Die staatliche Förderung für Wärmepumpen ist 2026 weiterhin auf einem hohen Niveau. Wer eine fossile Heizung durch eine Wärmepumpe ersetzt, kann unter bestimmten Bedingungen bis zu 70 Prozent der förderfähigen Kosten als Zuschuss erhalten. Das klingt verlockend – und ist es auch, wenn man die Spielregeln kennt. Dieser Beitrag erklärt, welche Boni es gibt, wie sie zusammenwirken und was Sie beachten müssen, um keine Förderung zu verschenken.
Alle Angaben beziehen sich auf den Stand 2026. Förderkonditionen können sich ändern. Prüfen Sie vor Antragstellung immer die aktuellen Bedingungen auf kfw.de und bafa.de oder fragen Sie uns – wir übernehmen die Antragsbegleitung für Sie.

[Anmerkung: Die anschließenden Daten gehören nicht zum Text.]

PR #470, opened 2026-04-14
Terraform resource schema and client calls for secure compute

matthewbinshtok:


simoncroak:
@matthewbinshtok any chance we can convert this into a 'real' PR (not a draft) I would love to get the feature merged. Thanks!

Das Fördersystem im Überblick
Die Bundesförderung für effiziente Gebäude (BEG) ist das zentrale Instrument für die energetische Sanierung von Bestandsgebäuden. Für den Austausch einer alten Heizung durch eine Wärmepumpe im selbstgenutzten Einfamilienhaus gilt seit den letzten Anpassungen folgendes Grundprinzip:
Die Förderung besteht aus einer Grundförderung, die jeder erhält, und mehreren optionalen Boni, die je nach Situation hinzukommen können. Die Boni sind nicht kumulierbar ohne Grenzen – es gibt eine absolute Kappungsgrenze von 70 Prozent der förderfähigen Kosten.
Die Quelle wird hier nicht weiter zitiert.